PR #68, opened 2022-01-07
Provide a common library and individual handlers for lambdas

TomTucka:
## Proposed changes

All code expect lambda handler and test will been moved into a java library with it's own gradle build.
All lambdas will be built individually and pull in the shared library.

### What changed

All library code moved into `lib/`
Each lambda has been moved into `lambdas/<lambda_name>/`
Build task now outputs too the root in `/dist`

### Why did it change

We only want to deploy the code that's necessary for a lambda to work.

### Issue tracking

### Other considerations


dannyhayes-gds (approved):
I've tested some of the lambdas locally within localstack and things seem to be working fine there.

PR #77, opened 2022-01-17
PYI-540: Update Configuration Service to load Credential Issuers from…

Danomanic:
### What changed

Update Configuration Service to load Credential Issuers from Parameter Store using new path method rather than YAML.

This change will call parameter store with the specified credentialIssuerId and retried all the parameters from within that path. At the moment, this is tokenUrl and credentialUrl. It then maps the response to a CredentialIssuerConfig object to be used by the CredentialIssuerHandler.

In this ticket I have also resoled an issue with Spotbugs not running in the lambda gradle build files by moving the task to the root build.gradle

### Why did it change

To allow a better way to store the Credential Issuer config in Parameter Store.

### Issue tracking

- [PYI-540](https://govukverify.atlassian.net/browse/PYI-540)

ENVIROMENT = dev/qa etc.

### Other considerations


SunilDGDS (dismissed):

kerrr:
Can we split this into two commits and PRs, one for the gradle build changes and the other for the actual config lambda work. Thanks.

lib/build.gradle
```diff
@@ -1,34 +1,33 @@
 plugins {
-    // Apply the java-library plugin for API and implementation separation.
-    id 'java-library'
+	// Apply the java-library plugin for API and implementation separation.
```
kerrr: Can we stick with spaces please.

Danomanic: Done

Danomanic:
> Can we split this into two commits and PRs, one for the gradle build changes and the other for the actual config lambda work. Thanks.

This has been done! Will open a separate PR for the gradle changes.

SunilDGDS (dismissed):

SunilDGDS (approved):

PR #80, opened 2022-01-18
BAU: Pull spotless to root project

Wynndow:
**Review commit by commit.**
### What changed

Moved the spotless definition to the root gradle project
Added the java plugin to the root project
Ran spotlessApply on all files
Correctly sets the xml.required property for jacoco test reports

### Why did it change

Move the spotless config to the root project so we don't have to manage
it in a bunch of places.

Without the Java plugin the `spotlessApply` task is not automatically run when
the `check` task is run (which is in turn run by the build task). Without it we'd 
need to set up a hook to make sure that spotless is being run. This seems easier 
and less fragile.

Sets the `xml.required` property to true for jacoco reports which will fix the sonarqube
issue.

### DIFF
--- a/build.gradle
+++ b/build.gradle
@@ -1,5 +1,10 @@
 plugins {
 	id "org.sonarqube" version "3.3"
+	id "com.diffplug.spotless" version "6.1.0"
+}
+
+repositories {
+	mavenCentral()
 }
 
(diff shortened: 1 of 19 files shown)


Danomanic (approved):
Looks good, and works!

PR #81, opened 2022-01-18
PYI-537 - Update for_each to get each object

TomTucka:
### What changed

stop used `toset()` and do a `for` over the object variable 

### Issue tracking

- [PYI-537](https://govukverify.atlassian.net/browse/PYI-537)


danworth (dismissed):
🏅 keeping to consistent use of camelCase 👍  I've noticed that the ids in our cri config are not in camel case so we should probably update those so that the full parameter path is camelCase 
https://github.com/alphagov/di-ipv-config/blob/main/credential-issuers/dev.yaml#L2

Danomanic (approved):

PR #365, opened 2023-02-17
feat(2d): add moveBelow, moveAbove and moveTo methods to Node

ksassnowski:
This PR adds three methods to the `Node` base class to more easily position a node relative to a specific other node in its parent's hierarchy.

- `moveTo` moves to node to the specified position in the parent's children array
- `moveBelow` moves the node one position below the provided sibling node. Will not move the node if it is already positioned lower than the sibling. This method logs an error if the provided node is not a sibling of the current node.
- `moveAbove` moves the node one position above the provided sibling node. Will not move the node if it is already positioned higher than the sibling. This method logs an error if the provided node is not a sibling of the current node.

### DIFF
--- a/packages/2d/src/components/Node.ts
+++ b/packages/2d/src/components/Node.ts
@@ -21,7 +21,11 @@ import {
   ColorSignal,
   SimpleVector2Signal,
 } from '@motion-canvas/core/lib/types';
-import {DetailedError, ReferenceReceiver} from '@motion-canvas/core/lib/utils';
+import {
+  DetailedError,
+  ReferenceReceiver,
+  useLogger,
+} from '@motion-canvas/core/lib/utils';
 import type {ComponentChild, ComponentChildren, NodeConstructor} from './types';
 import {Promisable} from '@motion-canvas/core/lib/threading';
 import {useScene2D} from '../scenes/useScene2D';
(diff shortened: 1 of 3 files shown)


packages/2d/src/components/Node.ts
```diff
@@ -731,6 +735,115 @@ export class Node implements Promisable<Node> {
...
+  /**
+   * Move the node below the provided node in the parent's layout.
+   *
+   * @remarks
+   * The node will be moved below the provided node and from then on will be rendered
+   * below it. By default, if the node is already positioned lower than the sibling
+   * node, it will not get moved.
+   *
+   * @param node - The sibling node below which to move.
+   * @param directlyAbove - Whether the node should be positioned directly below the
```
aarthificial, line 770:
```suggestion
   * @param directlyBelow - Whether the node should be positioned directly below the
```

packages/2d/src/components/Node.ts
```diff
@@ -731,6 +735,115 @@ export class Node implements Promisable<Node> {
...
+   *                        sibling. When true, will move the node even if it is
+   *                        already positioned below the sibling.
```
aarthificial, line 772: 80 characters line wrapping:
```suggestion
   * Move the node below the provided node in the parent's layout.
   *
   * @remarks
   * The node will be moved below the provided node and from then on will be
   * rendered below it. By default, if the node is already positioned lower than
   * the sibling node, it will not get moved.
   *
   * @param node - The sibling node below which to move.
   * @param directlyBelow - Whether the node should be positioned directly below
   *                        the sibling. When true, will move the node even if
   *                        it is already positioned below the sibling.
```

packages/2d/src/components/Node.ts
```diff
@@ -731,6 +735,115 @@ export class Node implements Promisable<Node> {
...
+   *
+   * @remarks
+   * The node will be moved above the provided node and from then on will be rendered
+   * on top of it. By default, if the node is already positioned higher than the sibling
+   * node, it will not get moved.
+   *
+   * @param node - The sibling node below which to move.
+   * @param directlyAbove - Whether the node should be positioned directly above the
+   *                        sibling. When true, will move the node even if it is
+   *                        already positioned above the sibling.
```
aarthificial, line 815:
```suggestion
   * Move the node above the provided node in the parent's layout.
   *
   * @remarks
   * The node will be moved above the provided node and from then on will be 
   * rendered on top of it. By default, if the node is already positioned higher 
   * than the sibling node, it will not get moved.
   *
   * @param node - The sibling node below which to move.
   * @param directlyAbove - Whether the node should be positioned directly above 
   *                        the sibling. When true, will move the node even if 
   *                        it is already positioned above the sibling.
```

aarthificial (changes requested):
References to these new methods should also be added to the docs:
https://github.com/motion-canvas/motion-canvas/blob/2025adc6e7aa11d81b6f5f6989e8eae18cf86cb7/packages/docs/docs/getting-started/hierarchy.mdx?plain=1#L124-L132

PR #379, opened 2023-02-18
feat(2d): make `View2D` extend `Rect`

### LINKED ISSUE #367: Ability to change background color from within the scenes
I request the ability to be able to change the background color of the main project from within the scene, using the Tweening methods and whatnot instead of having to rely on big rectangles OVER the background.

Example Below:
image

dariasc:
Closes #367.

Worked locally for me, unsure if it could cause issues elsewhere but examples seem fine :D.

### DIFF
--- a/packages/2d/src/components/View2D.ts
+++ b/packages/2d/src/components/View2D.ts
@@ -1,6 +1,6 @@
-import {Layout, LayoutProps} from './Layout';
+import {Rect, RectProps} from './Rect';
 
-export class View2D extends Layout {
+export class View2D extends Rect {
   public static frameID = 'motion-canvas-2d-frame';
   public static shadowRoot: ShadowRoot;
 
@@ -20,7 +20,7 @@ export class View2D extends Layout {
     View2D.shadowRoot = frame.shadowRoot ?? frame.attachShadow({mode: 'open'});
   }
 
-  public constructor(props: LayoutProps) {
+  public constructor(props: RectProps) {
     super({
       composite: true,
       fontFamily: 'Roboto',


strau0106:
This doesn't work. I'm getting an error that a lerp from null to `#ffffff` isn't possible.

I guess this means that the fill property needs to be set in the constructor...

`const circle = createRef<Circle>();

  view.add(
  );

  yield* waitUntil('circle');
  yield* circle().scale(2, 2).to(1, 2);
  yield* waitUntil('color');
  yield* view.fill('white', 1).to('black', 2);
  yield* waitFor(5);`

aarthificial:
Awesome, thanks for the PR!

ribru17:
I tried this solution and when tweening the fill color of the view to change the background I got an error saying `Attempting to lerp null -> #fff000 may result in unexpected behavior.` and a following message 
```
unknown format:
The problem occurred here:

17 |   yield* view.fill('#fff000', 1)
   |          ^
18 |   yield* view.fill('black', 2)
19 | 
```
This also prevented the scene from running.
Naively I tried setting an initial value for the `fill` property from within the `View2D` constructor but this caused other issues with the tweening that I failed to resolve. In order to get everything working properly I always have to call `view.fill('#141414')` (or whichever background color) manually at the beginning of the `makeScene2D` function in order to get tweening to work (mostly: even then tweening from yellow #FFF000 to black #000000 doesn't appear to work properly, it tweens to a dark red and then has a discrete jump to the next color). Just thought I would mention this if anyone comes across the same issue, or maybe someone can point me towards a solution if I am doing something wrong

strau0106:
This was already discussed in the discord: https://discord.com/channels/1071029581009657896/1076166997513093272/1076793321315377244

The problem you are experiencing is related to the fact that tweening between different types (null, color, gradient, etc.) And will be a no fix. You just have to set the inital value with a .fill("color") without tweening. 

It will be addressed for the next major release AFAIK

PR #384, opened 2023-02-19
Add simple fade transition

### LINKED ISSUE #383: feat req: Add fade transitions
**Description**
Add two fade transitions: 
- A simple fade which simply fades in the new scene on top of the old one
- A fade through color, which fades the previous scene to a solid color and then that color to the new scene

**Proposed solution**
Create builtin helper methods similar to `slideTransition` and `zoom[In,Out]Transition`:
- `fadeTransition(duration)`
- `colorFadeTransition(color = "black", duration)`

DanielBreiner:
Closes #383

### DIFF
--- a/packages/core/src/transitions/fadeTransition.ts
+++ b/packages/core/src/transitions/fadeTransition.ts
@@ -1,0 +1,18 @@
+import {useTransition} from './useTransition';
+import {ThreadGenerator} from '../threading';
+import {createSignal} from '../signals';
+
+/**
+ * Perform a transition that fades between the scenes.
+ *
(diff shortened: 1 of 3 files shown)


aarthificial (changes requested):
The new transition should also be mentioned in the docs:
https://github.com/motion-canvas/motion-canvas/blob/d8a408dc231cef6a7b80744bd9bc985144778b03/packages/docs/docs/getting-started/transitions.mdx?plain=1#L71-L86

DanielBreiner:
Doesn't close #383, only partially addresses it.

Issue #380, opened 2023-02-19
Customizable shape for the Line Arrowheads


zweek:
**Description**
Right now there seems to be no way to customize the appearance of the arrowheads (beyond the `arrowSize` property), so they are always drawn as the same right triangle shape

**Proposed solution**
To have maybe 2 extra properties - one for 'sharpness' that controls the angle at the tip and one radius property for rounding the corners of the triangle. That way you could tweak those properties to get an arrowhead that could look like the one in the screenshot below

**Additional context**
![image](https://user-images.githubusercontent.com/70382336/219942849-aa5b2ed3-ab90-479b-95ce-fd26098dec6d.png)

strau0106:
I'd propose that you can pass another shape object as the Arrow Head. Because otherwise we would reimplement features that already exist.

zweek:
Yeah I like that idea a lot more, actually. That also opens up a lot more possibilities for what you can do with Lines if you can pass in whatever shape you want

strau0106:
Actually not a Shape but a Node in general, considering that right now triangles and other non 4-edged shapes are made with lines

aarthificial:
`Line` extends `Shape` but I agree that we should accept any `Node`.

I propose extending the `startArrow` `endArrow` properties to `Node | bool`.
The `Node.draw` method can be used to reuse the drawing logic of a Node. This method assumes that the canvas' matrix has been already transformed to the node's local space (`[0, 0]` being the center of the node). This way we won't need to reparent anything.

strau0106:
Sounds good! 

I will be claiming this issue if that‘s okay for everyone!

strau0106:
The problem I'm seeing, is that the draw function on a Node is protected. Thus I can't call it from the drawShape function in Line for the respective ArrowHeads

PR #389, opened 2023-02-20
feat(2d): custom arrow heads for Lines (Curves) (#380)

strau0106:
Hi Everybody, 

This PR allows custom arrow heads for lines via signals, as requested in #380. 

Best, 

Strau

### DIFF
--- a/packages/2d/src/components/Curve.ts
+++ b/packages/2d/src/components/Curve.ts
@@ -216,26 +216,22 @@ export abstract class Curve extends Shape {
     context.save();
     context.beginPath();
     if (this.endArrow() instanceof Node) {
-      const endArrow = this.endArrow() as Node;
-      context.save();
-      context.translate(endPoint.x, endPoint.y);
-      context.rotate(endTangent.radians);
-
-      endArrow.render(context);
-
-      context.restore();
+      this.drawArrowNode(
+        context,
+        this.endArrow() as Node,
+        endPoint,
+        endTangent.radians,
+      );
     } else if (this.endArrow()) {
       this.drawArrow(context, endPoint, endTangent, arrowSize);
     }
     if (this.startArrow() instanceof Node) {
-      const startArrow = this.startArrow() as Node;
-      context.save();
-      context.translate(startPoint.x, startPoint.y);
-      context.rotate(startTangent.radians);
-
-      startArrow.render(context);
-
-      context.restore();
+      this.drawArrowNode(
+        context,
+        this.startArrow() as Node,
+        startPoint,
+        startTangent.radians,
+      );
     } else if (this.startArrow()) {
       this.drawArrow(context, startPoint, startTangent, arrowSize);
     }
@@ -259,5 +255,20 @@ export abstract class Curve extends Shape {
     lineTo(context, origin.add(tangent.sub(normal).scale(arrowSize)));
     lineTo(context, origin);
     context.closePath();
+  }
+
+  private drawArrowNode(
+    context: CanvasRenderingContext2D,
+    arrow: Node,
+    arrowPoint: Vector2,
+    arrowAngle: number,
+  ) {
+    context.save();
+    context.translate(arrowPoint.x, arrowPoint.y);
+    context.rotate(arrowAngle);
+
+    arrow.render(context);
+
+    context.restore();
   }
 }
--- a/packages/2d/src/components/Curve.ts
+++ b/packages/2d/src/components/Curve.ts
@@ -18,10 +18,10 @@ export interface CurveProps extends ShapeProps {
   closed?: SignalValue<boolean>;
   start?: SignalValue<number>;
   startOffset?: SignalValue<number>;
-  startArrow?: SignalValue<boolean>;
+  startArrow?: SignalValue<Node | boolean>;
   end?: SignalValue<number>;
   endOffset?: SignalValue<number>;
-  endArrow?: SignalValue<boolean>;
+  endArrow?: SignalValue<Node | boolean>;
   arrowSize?: SignalValue<number>;
 }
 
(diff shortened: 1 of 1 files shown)


packages/2d/src/components/Line.ts
```diff
@@ -251,10 +263,18 @@ export class Line extends Shape {
 
     context.save();
     context.beginPath();
-    if (this.endArrow()) {
+    if (this.endArrow() instanceof Node) {
+      const endArrow = this.endArrow() as Node;
+      endArrow.position(endPoint);
```
aarthificial, line 268: Editing signals inside of `render` / `draw` may cause unwanted behavior.
The `render` method is not guaranteed to be called each time the main generator progresses.
This means that accessing the position of this node from within a generator will return random values, depending on whether `render` was called or not.

Instead, you should transform the context to put the node in the correct location.
You should also rotate the matrix because right now arrows will be oriented the same way.

aarthificial (changes requested):

packages/2d/src/components/Line.ts
strau0106: yes makes sense. I forgot about the rotation sorry...

packages/2d/src/components/Line.ts
```diff
@@ -265,15 +265,25 @@ export class Line extends Shape {
     context.beginPath();
     if (this.endArrow() instanceof Node) {
       const endArrow = this.endArrow() as Node;
-      endArrow.position(endPoint);
+      context.translate(endPoint.x, endPoint.y);
+      context.rotate(Math.atan2(endTangent.y, endTangent.x));
```
aarthificial, line 269:
```suggestion
      context.rotate(endTangent.radians);
```

packages/2d/src/components/Line.ts
```diff
@@ -265,15 +265,25 @@ export class Line extends Shape {
...
+
       endArrow.render(context);
+
+      context.rotate(-Math.atan2(endTangent.y, endTangent.x));
```
aarthificial, line 273: We should use `save/restore` instead. Reverting the transform like that may be too imprecise due to floating-point errors.

packages/2d/src/components/Line.ts
```diff
@@ -265,15 +265,25 @@ export class Line extends Shape {
     context.beginPath();
     if (this.endArrow() instanceof Node) {
       const endArrow = this.endArrow() as Node;
-      endArrow.position(endPoint);
+      context.translate(endPoint.x, endPoint.y);
```
aarthificial, line 268: We also need to find a way to scale the arrows down when there's not enough space on the line.
Otherwise animating the `start/end` parameters will be cumbersome.

aarthificial (changes requested):

packages/2d/src/components/Line.ts
strau0106: could you elaborate on that?

aarthificial: Try running the following example:
```ts
import {Line} from '@motion-canvas/2d/lib/components';
import {all, waitFor} from '@motion-canvas/core/lib/flow';

  const line = createRef<Line>();

  view.add(
    <Line
      ref={line}
      points={[
        [-400, 0],
        [400, 0],
      ]}
      lineWidth={8}
      stroke={'white'}
      startArrow
      endArrow
      arrowSize={100}
    />,
  );

  yield* all(
    line().start(1, 3),
    line().end(0, 3),
  );

  yield* waitFor(5);
});
```
Description | Image
--- | ---
I exaggerated the size to better illustrate the effect. | image
Notice that when the line passes through the point of zero length the arrows get scaled down | image
Without that, it results in this ugly effect: | image

This is done automatically so that you don't need to animate `arrowSize` each time this happens.

strau0106: Should we do this by scaling or "cutting off" the node, if it overlaps?

aarthificial: I'm really sorry, I didn't notice your comment.
I think scaling down the node would be better because it would work even if the arrow exceeds the actual line (for example a circle whose center is placed at the end of the line).
You should be able to use `Node.cacheBBox()` to get the size of the node so that you know when to start scaling it down.

ksassnowski:
@strau0106 Are you still interested in finishing this PR? If not, I'd be happy to take it over from here.

strau0106:
Hi! 
I had a lot going on irl so I forgot about it completely.... Sorry! I‘ll get this done in a few hours/days

~strau

ksassnowski:
No pressure! I just wanted to make sure the work you've done so far doesn't go to waste.

Regarding the merge conflicts: we recently extracted a `Curve` base class that `Line` now extends from (#594). So these changes should also go into the `Curve` class instead of `Line`. You should be able just cut/paste them from `Line` to `Curve`, though.

strau0106:
I‘ll take a look at it! Thanks for the heads up :)

strau0106:
@ksassnowski If this can wait for the next two weeks, I'll finish this PR. If not I am happy to leave it to you

packages/2d/src/components/Curve.ts
```diff
@@ -37,10 +37,16 @@ export abstract class Curve extends Shape {
   @initial(0)
   @signal()
   public declare readonly startOffset: SimpleSignal<number, this>;
-
+  /**
+   * Specifies if or what arrow should be drawn at the start of the line.
+   *
+   * @remarks
+   * If `true`, a default arrow will be drawn. This can be used with the {@link arrowSize} signal to change the size of the arrow.
+   * If set to a {@link Node}, the node will be used as the arrow. This can be used to edraw a custom arrow. If a custom arrow is used, the {@link arrowSize} signal will be ignored.
```
gmile, line 45:
```suggestion
   * If set to a {@link Node}, the node will be used as the arrow. This can be used to draw a custom arrow. If a custom arrow is used, the {@link arrowSize} signal will be ignored.
```

packages/2d/src/components/Curve.ts
```diff
@@ -49,10 +55,16 @@ export abstract class Curve extends Shape {
   @initial(0)
   @signal()
   public declare readonly endOffset: SimpleSignal<number, this>;
-
+  /**
+   * Specifies if or what arrow should be drawn at the start of the line.
+   *
+   * @remarks
+   * If `true`, a default arrow will be drawn. This can be used with the {@link arrowSize} signal to change the size of the arrow.
+   * If set to a {@link Node}, the node will be used as the arrow. This can be used to edraw a custom arrow. If a custom arrow is used, the {@link arrowSize} signal will be ignored.
```
gmile, line 63:
```suggestion
   * If set to a {@link Node}, the node will be used as the arrow. This can be used to draw a custom arrow. If a custom arrow is used, the {@link arrowSize} signal will be ignored.
```

ksassnowski:
@strau0106 Fine with me. Take your time 👍

ksassnowski:
@strau0106 Any updates on this? My offer to take over still stands if you're too busy to continue working on this PR at the moment 👍

strau0106:
Feel free yes. I‘m sorry.

ksassnowski:
Then I'll take it from here. Nothing to be sorry about. Thanks for your work so far!

ksassnowski:
Closing this in favor of #629

Issue #281, opened 2023-02-09
Smooth corners for rounded rectangles


gustavneustadt:
**Description**
In design we often use continuous rounded corners instead of corners defined by a circle. Thats because circular rounded corners have an _sharp_ edge when the corner starts. As far as I know it started in product design and architecture to give the objects a more fluid look. I would really like to have the option to choose which kind of corners  a `Rect` has. I think this would really improve the aesthetics of animations.
As an example, SwiftUI has an `RoundedRectangle` with a `style` parameter to set either `.continuous` or `.circular`. 

**Proposed solution**
It might be just a boolean parameter to pass to a `Rect` like this:
```tsx
<Rect
   width={100}
   height={100}
   radius={10}
   smoothRadius={true}
/>
```

Additional we may provide a way to set the _sharpness_ of corners like this (I think 65% or so is the value Apple uses):
```tsx
<Rect
   width={100}
   height={100}
   radius={10}
   smoothRadius={true}
   cornerSharpness={.65}
/>
```

[I've build an plugin for svelte](https://github.com/gustavneustadt/svelte-smooth-corners) to draw smooth continuous rounded corners as SVG path, so it is not that difficult to implement it via `bezierCurveTo`.
But other than that; if this is a feature people are interested in, I would really like to give it a shot myself.

**Considered alternatives**
I don't think that there is an alternative here …

**Additional context**
Thats what it looks like. If you see it, unfortunately you will never be able to unsee it ;-)
<img width="400" alt="Example image of continous (smooth) and circular corners. " src="https://user-images.githubusercontent.com/35671734/217925506-00ec76c4-b0d3-49df-ab53-41a3cdb6ea32.png">

aarthificial:
Sounds interesting, the logic used for drawing rounded rectangles is here:
https://github.com/motion-canvas/motion-canvas/blob/fe34fa8ebfe66cd356fb1c3d85adedef11e03b45/packages/2d/src/utils/CanvasUtils.ts#L38-L78

One question though, can't we simply treat any `cornerSharpness` greater than zero as `smoothRadius={true}`?
Or does it have to be controlled by two separate settings?

gustavneustadt:
> One question though, can't we simply treat any cornerSharpness greater than zero as smoothRadius={true}?
Or does it have to be controlled by two separate settings?

Good point. CornerSharpness 0 acts like squared off edges. That might be something some one would want … so I am not sure.

aarthificial:
[...]

PR #394, opened 2023-02-21
feat(2d, docs): added documentation for smoothCorners, cornerSharpness

gustavneustadt:
Documents changes made in #281 
Added documentation to `smoothCorners` and `cornerSharpness`.

### DIFF
--- a/packages/2d/src/components/Rect.ts
+++ b/packages/2d/src/components/Rect.ts
@@ -11,7 +11,15 @@ import {SignalValue, SimpleSignal} from '@motion-canvas/core/lib/signals';
 
 export interface RectProps extends ShapeProps {
   radius?: SignalValue<PossibleSpacing>;
+
+  /**
+   * {@inheritDoc Rect.smoothCorners}
+   */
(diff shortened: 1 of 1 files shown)


packages/2d/src/components/Rect.ts
```diff
@@ -19,10 +19,48 @@ export class Rect extends Shape {
...
+   *
+   * @example
+   * ```tsx
+   * <Rect
+   *   width={300}
+   *   height={300}
+   *   smoothCorners={true}
+   * />
+   * ```
+   *
```
aarthificial, line 40: This new line is unnecessary

aarthificial (changes requested):
You should also add `@inheritDoc` to the interface:
```ts
  /**
   * {@inheritDoc Rect.smoothCorners}
   */
  smoothCorners?: SignalValue<boolean>;
```
This will make it inherit the docs from the class property.

gustavneustadt:
Thanks for reviewing! :-)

════

[Exercise prompt] If a line in the records above contains the word "githubusercontent", count it, then give the total and nothing else.

[Response] 2